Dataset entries
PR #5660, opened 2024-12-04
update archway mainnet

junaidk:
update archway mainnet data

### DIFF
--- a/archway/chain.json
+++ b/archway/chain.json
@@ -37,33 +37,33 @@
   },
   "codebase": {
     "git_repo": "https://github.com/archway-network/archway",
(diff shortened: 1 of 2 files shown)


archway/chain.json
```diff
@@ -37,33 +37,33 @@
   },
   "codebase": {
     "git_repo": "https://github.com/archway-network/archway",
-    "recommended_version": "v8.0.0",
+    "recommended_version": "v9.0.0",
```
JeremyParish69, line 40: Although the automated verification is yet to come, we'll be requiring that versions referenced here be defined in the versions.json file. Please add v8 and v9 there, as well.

---

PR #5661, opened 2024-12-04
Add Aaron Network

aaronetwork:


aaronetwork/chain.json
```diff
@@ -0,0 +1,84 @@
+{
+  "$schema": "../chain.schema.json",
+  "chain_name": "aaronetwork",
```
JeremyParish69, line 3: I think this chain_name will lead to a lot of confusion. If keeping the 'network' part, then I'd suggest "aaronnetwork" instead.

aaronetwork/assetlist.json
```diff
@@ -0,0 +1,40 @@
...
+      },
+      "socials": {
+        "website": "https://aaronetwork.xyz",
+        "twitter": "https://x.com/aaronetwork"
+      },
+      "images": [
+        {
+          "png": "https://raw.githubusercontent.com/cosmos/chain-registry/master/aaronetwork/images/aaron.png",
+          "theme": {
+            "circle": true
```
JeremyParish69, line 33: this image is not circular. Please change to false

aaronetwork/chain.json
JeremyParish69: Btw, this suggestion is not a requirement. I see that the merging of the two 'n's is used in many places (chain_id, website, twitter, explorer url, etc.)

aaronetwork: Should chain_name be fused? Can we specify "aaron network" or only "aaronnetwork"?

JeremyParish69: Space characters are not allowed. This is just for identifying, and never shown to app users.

Your task:
All lines above that contain the word "mainnet" are to be copied.

Reply to the exercise:
update archway mainnet
update archway mainnet data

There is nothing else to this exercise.